Well, coach Gary Patterson and his young, bowl-bound Frogs (7-4, 4-4 Big 12) have done just fine in their inaugural Big 12 season, even though they won’t win at least 11 games for the fifth year in a row, claim their fourth consecutive conference title or be part of the Bowl Championship Series.
They can finish in the upper half of the only league sending 90 percent of its teams to bowl games (nine of 10) and have won four Big 12 road games, including Thanksgiving night at Texas. All while playing an FBS-high 28 freshmen, plus 20 sophomores, having to make an unplanned quarterback switch a month into the season and with only one senior starter on defense.
“Very, very proud of this group of kids the way they’ve fought, the way they’ve played, how they’ve done things, found ways to win,” said Patterson, TCU’s winningest coach at 116-34 in his 12th season. “Now you’re looking at having a chance to be 8-4 and get to a bowl game and do the things you need to do and kind of get a jump start for next season.”
TCU plays its regular-season finale Saturday at home against 12th-ranked Oklahoma (9-2, 7-1). The Sooners can clinch at least a share of the Big 12 title with a win, and then would be headed to a BCS game if seventh-ranked Kansas State loses later that night at home against No. 23 Texas.
The Sooners were already set to play at TCU this season in one of the first games at the Frogs’ completely redone stadium. That instead became the regular-season finale for both teams when they became conference foes.
“Gary’s done a great job for a long, long time. They’ve been a good football team,” Sooners coach Bob Stoops said. “What was it, just two or three years ago they win the Rose Bowl, beating Wisconsin over there? Gary is an excellent coach. His guys play, you can see, with great technique, discipline, all of that. He’s been building that program for quite a while and done it in a great way.”
That Rose Bowl victory came two seasons ago, when the Horned Frogs finished 13-0 and No. 2 in the final AP poll.
Patterson’s name, as has been the case around this time of the season the past few years, is at least being mentioned for pretty much every major coaching vacancy.
“My actions show that I love this job, and right now I’m trying to beat Oklahoma,” Patterson said. “I can’t control what other people do. It’s pretty simple.”
TCU entered the Big 12 as the only FBS team with six 11-win seasons the past seven years. They had won 16 of their last 20 games against teams from leagues like the Big 12 with automatic bids into the Bowl Championship Series.
The Frogs won their four September games, including the Big 12 debut at Kansas for their 25th conference victory in a row. Then second-year starting quarterback Casey Pachall was arrested on suspicion of drunken driving and withdrew from school to enter a rehabilitation program.

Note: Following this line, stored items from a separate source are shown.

PR #2065, opened 2022-09-22
Make `rng_from_array` non differentiable

### LINKED ISSUE #2062: Make `rng_from_array` non-differentiable
Using this like:
```julia
function mylayer(x)
    rng = rng_from_array(x)
    ...
end
```
will try to propagate gradients through which we don't want.

Saransh-cpp:
Fixes #2062 

### PR Checklist

- [ ] Tests are added
- [ ] Entry in NEWS.md

### DIFF
--- a/src/utils.jl
+++ b/src/utils.jl
@@ -46,6 +46,8 @@ The current defaults are:
 rng_from_array(::AbstractArray) = default_rng_value()
 rng_from_array(::CuArray) = CUDA.default_rng()
 
+@non_differentiable rng_from_array(::Any)
+
 if VERSION >= v"1.7"
   @doc """
       default_rng_value()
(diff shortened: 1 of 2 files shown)


ToucheSir (approved):
Thanks! Could you add a quick test which uses this with `gradient`?

Saransh-cpp:
How can I check whether the `gradient` is propagating through `rng_from_array`? I have something like right now - 
```julia
@test "rng_from_array" begin
  m(x) = (rand(rng_from_array(x)) * x)[1]
  gradient(m, ones(2))
end
```
but I am not sure if this is testing anything concrete?

ToucheSir:
That should be fine. We just need something that will complain if the non-differentiability breaks down at some point.

Saransh-cpp:
Thanks, @ToucheSir! This should work.

ToucheSir (approved):
LGTM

Redshirt freshman Trevone Boykin, the dual-threat quarterback who was practicing at running back to fill in for injuries there, was suddenly thrust into the role as starting quarterback only two days before the Big 12 home debut against Iowa State.
That 37-23 loss to the Cyclones ended the FBS’ longest winning streak at 12 games and was the Frogs’ first conference loss since November 2008, a span when they won three consecutive Mountain West titles.